So is all salmon cold smoked?  I know you can bake salmon in the oven, so would it be fine to just smoke it at 225 with the rest of my meat?  Adjust the cooking time up to 2 hours maybe?


----------



## teacup13 (May 31, 2007)

i do it both ways... i prefer hot smoking it because it actually cooks it and the fish still gets smoke in the meat

so in answer to your question, yes you can smoke it with your other meat, just got to watch it is all...


----------



## bbq bubba (May 31, 2007)

Do some salmon fishin in the fall and usually smoke most of it! simple brine (with lotsa lemon and dill) and smoked on my ECB till it flaked nicely, but now Teacup's gotta go run his mouth and give me more ideas
	

	
	
		
		



		
		
	


	





 As always, your knowledge blows me away
	

	
	
		
		



		
		
	


	





 like to know your dry rub for salmon if ya care to share.........TY in advance


----------



## coz (May 31, 2007)

YUP its about that time!We went fishing last Saturday at Racine,WI.Although we didnt get any Kings for the smoker we did fill out our limits with my favorite for the grill Coho!I prefer wet brining my salmon.Also usually doing big enough batches to fill the smoker.I prefer to run the smoker at 170 or so as I really like to load up on the smoke.Alder when I can get it or else cherry or apple.


----------



## packrat (May 31, 2007)

Do I need to brine it, or can I simply season it lightly and place it on the smoker?


----------



## coz (May 31, 2007)

If you make sure it is cooked you can just season it and put it in justy make sure that you cook it enuff.I think the brining process pulls the seasonings thru the flesh more for a richer flavor that isall the way thru .


----------



## teacup13 (May 31, 2007)

i know all about the salmon runs...grew up in sault ste marie,on... love the kings and the pinks...also love the smelt runs in the spring

my basic dry brine for fish

3 cups dark brown sugar
1 cup salt(not table salt)
2 TBLS garlic powder
1 1/2 TBLS onion powder
1 1/2 TBLS fresh cracked black pepper
1 TBLS Italian Seasoning (rubbed to bring out essential oils)
1 1/2 TBLS lemon pepper (i use salt free)
sometimes i add dill if i feel like it or lemon zest...all depends on the mood i am feeling that day

mix together, lay fish in glass baking pan, rub the fish, add another layer of fish, rub again...repeat 

i brine mine for a minimum 18 hours for salmon, couple of hours b4 i start my smoker, i take the fish out of container, rinse lightly..i leave a little brine on it.... place on my smoker racks in front of a blowing fan to set up pellicle....
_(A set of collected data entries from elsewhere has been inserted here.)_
PR #8120, opened 2025-06-17
feat: fullstory

mikeldking:


app/src/pages/AuthenticatedRoot.tsx
```diff
@@ -10,6 +12,19 @@ import { authenticatedRootLoader } from "@phoenix/pages/authenticatedRootLoader"
...
+  useEffect(() => {
+    // Double check that there is a viewer and that FullStory is enabled
+    if (isFullStoryEnabled() && loaderData.viewer) {
+      setIdentity({
+        uid: loaderData.viewer.id,
+        displayName: loaderData.viewer.username,
+        email: loaderData.viewer.email,
+      });
+    }
+  }, [loaderData]);
```
cephalization, line 26: What happens if this runs multiple times? Is that okay?

src/phoenix/config.py
```diff
@@ -1511,13 +1516,22 @@ def get_env_disable_migrations() -> bool:
...
-    Gets the value of the PHOENIX_ALLOWED_ORIGINS environment variable.
+    Get the list of allowed origins for CORS.
     """
-    allowed_origins = getenv(ENV_PHOENIX_ALLOWED_ORIGINS)
-    if allowed_origins is None:
+    if not (allowed_origins := getenv(ENV_PHOENIX_ALLOWED_ORIGINS)):
         return None
 
-    return allowed_origins.split(",")
+    return [origin.strip() for origin in allowed_origins.split(",") if origin.strip()]
```
cephalization: was this broken or something?

mikeldking: Oh not sure, let me revert

app/src/pages/AuthenticatedRoot.tsx
mikeldking: I think it's probably fine yeah

PR #8150, opened 2025-06-18
feat(cost): Reorganize cost model form

cephalization:
Part 1 of ?

This PR starts re-organizing the ModelForm. I cut the PR here so that the diff doesn't get too annoying, followups are forthcoming to implement dynamic token types and the new number input designs.

In addition, this PR updates the Dialog component when nested within a "default" modal to respect the max screen height, rather than just flow off screen. DialogHeader components will now stick to the top of the dialog in this case.

We should add a DialogFooter component and stick it to the bottom as well, like I did manually here.

https://github.com/user-attachments/assets/95c9bcd0-35dc-40fa-bb6a-499546789a5b

## Summary by Sourcery

Reorganize the cost model form by renaming fields, grouping token cost inputs into distinct sections, and adding audio cost fields with validation, while enhancing the Dialog/Modal components to respect viewport constraints and use sticky headers (and footer) for nested modals.

New Features:
- Group cost inputs under "Prompt tokens" and "Completion tokens" sections in the ModelForm
- Add number inputs for prompt audio and completion audio costs with validation for non-negative values
- Make the ModelForm footer sticky at the bottom of the dialog

Enhancements:
- Update labels and placeholders in ModelProviderComboBox and form fields and simplify FieldError rendering
- Refactor Dialog components to add consistent CSS class names and make the header stick within nested modals
- Adjust Modal styling to enforce max-height, enable overflow scrolling, prevent safari bounce, and make dialog headers sticky

### DIFF
--- a/app/src/components/overlay/Modal.tsx
+++ b/app/src/components/overlay/Modal.tsx
@@ -103,7 +103,7 @@ const modalCSS = css`
       z-index: 1001;
       // 90% gives a decent amount of padding around the dialog when it would
       // otherwise be cut off by the edges of the screen
-      max-height: 90%;
+      max-height: calc(100% - var(--ac-global-dimension-size-800));
       overflow: auto;
       // prevent bounce in safari when scrolling
       overscroll-behavior: contain;


axiomofjoy (approved):

app/src/components/overlay/Modal.tsx
```diff
@@ -101,6 +101,12 @@ const modalCSS = css`
       left: 50%;
       transform: translate(-50%, -50%);
       z-index: 1001;
+      // 90% gives a decent amount of padding around the dialog when it would
+      // otherwise be cut off by the edges of the screen
+      max-height: 90%;
```
mikeldking: maybe prefer calc(100% - gap) that way things stay a bit more well organized in terms of spacing.

mikeldking (approved):

app/src/components/overlay/Modal.tsx
cephalization: size 800 looks pretty good to me 
image

PR #8180, opened 2025-06-20
feat(cost): use database records for span cost calculator

RogerHYang:
## Summary by Sourcery

Use database-driven token price records and background daemons to compute and store LLM span costs, replace inline cost logic with reusable cost tracking modules, and migrate schema from ModelCost to TokenPrice with corresponding API and migration updates

New Features:
- Add SpanCostCalculator daemon to asynchronously queue and persist span cost calculations using DB-driven token prices
- Add GenerativeModelStore daemon to periodically refresh generative model pricing configurations from the database
- Support threshold-based token price customization via TokenPriceCustomization records

Enhancements:
- Extract cost computation into dedicated modules (CostModelLookup, SpanCostDetailsCalculator, token_cost_calculator, regex specificity, helpers) and remove inline logic
- Rename ModelCost entity to TokenPrice (including is_prompt, base_rate, customization) and rename GenerativeModel.name_pattern to llm_name_pattern
- Refactor BulkInserter and subscription handlers to enqueue span cost tasks instead of computing costs inline
- Extend GraphQL API, mutations, and queries to use token_prices with isPrompt flag

Tests:
- Add comprehensive unit tests for cost model lookup, span cost detail calculation, regex specificity scoring, aggregated token helper, and customization parsing

### DIFF
--- a/tests/unit/conftest.py
+++ b/tests/unit/conftest.py
@@ -22,7 +22,7 @@ from pytest import FixtureRequest
 from pytest_postgresql import factories
 from sqlalchemy import URL, make_url
 from sqlalchemy.dialects import postgresql, sqlite
-from sqlalchemy.ext.asyncio import AsyncEngine, AsyncSession
+from sqlalchemy.ext.asyncio import AsyncEngine
 from starlette.types import ASGIApp
 
 import phoenix.trace.v1 as pb
@@ -163,21 +163,12 @@ def db(
     dialect: str,
 ) -> DbSessionFactory:
     if dialect == "sqlite":
-        return db_session_factory(request.getfixturevalue("sqlite_engine"))
+        engine = request.getfixturevalue("sqlite_engine")
     elif dialect == "postgresql":
-        return db_session_factory(request.getfixturevalue("postgresql_engine"))
-    raise ValueError(f"Unknown db fixture: {dialect}")
-
-
-def db_session_factory(engine: AsyncEngine) -> DbSessionFactory:
-    db = _db(engine, bypass_lock=True)
-
-    @contextlib.asynccontextmanager
-    async def factory() -> AsyncIterator[AsyncSession]:
-        async with db() as session:
-            yield session
-
-    return DbSessionFactory(db=factory, dialect=engine.dialect.name)
+        engine = request.getfixturevalue("postgresql_engine")
+    else:
+        raise ValueError(f"Unknown db fixture: {dialect}")
+    return DbSessionFactory(db=_db(engine), dialect=dialect)
 
 
 @pytest.fixture


src/phoenix/db/migrations/versions/a20694b15f82_cost.py
```diff
@@ -38,7 +38,7 @@ def upgrade() -> None:
             nullable=True,
         ),
         sa.Column(
-            "name_pattern",
+            "llm_name_pattern",
```
axiomofjoy, line 41: Let's keep as `name_pattern` since we'll likely expand this table to include non-LLM models such as embedding models.

src/phoenix/db/migrations/versions/a20694b15f82_cost.py
```diff
@@ -47,6 +47,10 @@ def upgrade() -> None:
             sa.Boolean,
             nullable=False,
         ),
+        sa.Column(
+            "start_time",
+            sa.TIMESTAMP(timezone=True),
+        ),
```
axiomofjoy, line 53: Any reason to add an index on this column?

src/phoenix/db/migrations/versions/a20694b15f82_cost.py
```diff
@@ -75,19 +79,14 @@ def upgrade() -> None:
...
-        ),
-        sa.Column(
-            "cost_per_token",
-            sa.Float,
-            nullable=False,
-        ),
+        sa.Column("token_type", sa.String, nullable=False),
+        sa.Column("is_prompt", sa.Boolean, nullable=False),
+        sa.Column("base_rate", sa.Float, nullable=False),
+        sa.Column("customization", sa.JSON),
```
axiomofjoy, line 85: My initial impression is that your previous model with the disciminated union made fewer assumptions and would work even if there is a novel and unexpected pricing schema with no natural base rate.

src/phoenix/server/cost_tracking/regex_specificity.py
axiomofjoy, line 1: This strikes me as a heuristic that could work inside a CI step for wrangling costs from a third party's manifest. I think it's probably worth leaving ourselves the flexibility to define precedence via model and not hard-code this logic in the server.

src/phoenix/server/daemons/generative_model_store.py
```diff
@@ -0,0 +1,43 @@
...
+import sqlalchemy as sa
+from sqlalchemy.orm import joinedload
+
+from phoenix.db import models
+from phoenix.server.types import DaemonTask, DbSessionFactory
+
+logger = logging.getLogger(__name__)
+
+
+class GenerativeModelStore(DaemonTask):
```
axiomofjoy, line 15: Does this add an entirely new background process to the server? If so, strikes me that we could accomplish the same thing without the overhead of a new process by using a cache with a short expiry.

src/phoenix/server/daemons/span_cost_calculator.py
axiomofjoy, line 1: Is there not a simple way to keep the cost calculation logic in the bulk inserter by just using a try/ except to handle the failed foreign key relation in the edge case where the model ID is non-existent? That strikes me as a simple approach that does not require an additional background process.

PR #8187, opened 2025-06-20
fix: Exp run annotation

GeLi2001:
## Summary by Sourcery
Screenshot 2025-06-20 at 1 43 20 PM
Screenshot 2025-06-20 at 1 43 25 PM

Enable opening a full-screen trace details dialog when clicking on an annotation in the experiment comparison table

New Features:
- Add dialog state and rendering in ExperimentCompareTable to host modal overlays
- Pass setDialog prop to ExperimentRunOutput to control dialog visibility
- Implement annotation click handler to open a TraceDetailsDialog within a modal

### DIFF
--- a/app/src/pages/experiment/ExperimentCompareTable.tsx
+++ b/app/src/pages/experiment/ExperimentCompareTable.tsx
@@ -21,7 +21,7 @@ import {
 } from "@tanstack/react-table";
 import { css } from "@emotion/react";
 
-import { Card, CardProps, DialogContainer } from "@arizeai/components";
+import { Card, CardProps } from "@arizeai/components";
 
 import {
   Button,
@@ -423,7 +423,11 @@ export function ExperimentCompareTable(props: ExampleCompareTableProps) {
         return run ? (
           <CellWithControlsWrap controls={runControls}>
             <PaddedCell>
-              <ExperimentRunOutput {...run} displayFullText={displayFullText} setDialog={setDialog} />
+              <ExperimentRunOutput
+                {...run}
+                displayFullText={displayFullText}
+                setDialog={setDialog}
+              />
             </PaddedCell>
           </CellWithControlsWrap>
         ) : (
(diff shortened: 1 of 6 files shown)


app/src/pages/experiment/ExperimentCompareTable.tsx
```diff
@@ -188,6 +189,9 @@ export function ExperimentCompareTable(props: ExampleCompareTableProps) {
                     trace {
                       traceId
                       projectId
```
mikeldking: isn't this projectId enough? No need to over-fetch

GeLi2001: yep agree

GeLi2001: removed unncessary project{id} query content, lmk if this projectId should also be removed as its existing code

app/src/pages/experiment/ExperimentCompareTable.tsx
```diff
@@ -70,7 +70,7 @@ import { ExampleDetailsDialog } from "@phoenix/pages/example/ExampleDetailsDialo
 import { assertUnreachable } from "@phoenix/typeUtils";
 import { makeSafeColumnId } from "@phoenix/utils/tableUtils";
 
-import { TraceDetails } from "../trace";
+import { PlaygroundRunTraceDetailsDialog } from "../playground/PlaygroundRunTraceDialog";
```
mikeldking, line 73: this while probably not entirely wrong, is bad organization of components. Let's void.

app/src/pages/experiment/ExperimentCompareTable.tsx
```diff
@@ -615,6 +621,14 @@ export function ExperimentCompareTable(props: ExampleCompareTableProps) {
...
         </div>
       </Flex>
+      {dialog && (
+        <DialogTrigger
+          isOpen={true}
+          onOpenChange={(isOpen) => !isOpen && setDialog(null)}
+        >
+          {dialog}
+        </DialogTrigger>
+      )}
```
mikeldking, line 631: This feels like an anti-pattern. It doesn't have an actual trigger.

mikeldking (commented):
Donny, I think this feels a bit too messy for me. I'm probably gonna fix this just to not have a regression in main but we can chat about organization of components later to be on the same page. There's also a11y concerns with the way that the dialog is not on a trigger.

PR #8233, opened 2025-06-22
Cephalization/cost/filter sort search models

cephalization:
- Removed relay pagination in favor of client side data management
- Model search on all columns
- Model filter via model kind
- Model sort on all columns with undefined values sorted to bottom
- Tweaked table stylings to match other tables in the app
  - Sort styles, removed table row selection styles, standardized header col widths

https://github.com/user-attachments/assets/d1ca0b71-c44d-4202-a013-712d429833f9


mikeldking (approved):
The filter is really nice. The number of claude models is insane.

Sugu4:
thanks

put in smoker...smoke with apple,maple,cherry or a combo of all or have even smoked them with peach and alder

side note:
when you pull fish out of brine you will notice that there is a lot of liquid, this is normal as the salt has taken out some of the water in the fish... discard the liquid, it is not usuable again...


----------



## teacup13 (May 31, 2007)

congrats on your catches...

i use to prefer wet brining as well... then found out, that i get better flavor in the fish when i dry brine it... most of wet brine ends up being water or water based IMO


----------



## chrish (Jun 2, 2007)

oh heck  forgot about this post or i just didnt see it.   where to begen?
	

	
	
		
		



		
		
	


	





whole not skined and brined for 2 days,  (the brine is from Hi-Mountian jurky)  since its brined and cured with nitrates im not trying to cook it really and theres no need too but the temp is around 190-120 for about 6 hrs  and thats a guide line now,    but ill have it under a heavy hickory smoke  but go for a cold smoke if you can.    

brine or dry rub?   brine will penatrate better then a dry rub  sorry teacup 
	

	
	
		
		



		
		
	


	





  but id like to try your rub sometime tho.

anyone thats had smoked fish will know the difference from baked  and smoked,   cold smoked is best,   does fish with your dry rub need to be baked?  does it include any curing agents so it can be smoked or cold smoked?


----------



## teacup13 (Jun 2, 2007)

i type a long response to you here...but my internet took a crap on me...here is the basic version of it...

the meat is only a couple of inches thick at most, when you dry brine, it draws the moisture from the fish, causing the liquid from the fish to come to the surface, mixing with you other ingredients, you have to make sure that you rotate your fish, or it wont penatrate as well....

long b4 i ever heard of Q, i was smoking fish...my maiden voyage was a lake trout and some rainbow... i borrowed a friends lil chief smoker, january in northern ontario canada, yes i was cold smoking..lol

i personally dont cold smoke fish because you can get the same flavor from a hot smoked fish as a cold smoked one without having to cook it again....now a days, it is all about flavor not about preservation like it was before there was cold storage

here read this page....
http://www.3men.com/allabout.htm


----------



## chrish (Jun 5, 2007)

My ISP does that to me every 10-15 min  its like a dropped call no responce from them at all.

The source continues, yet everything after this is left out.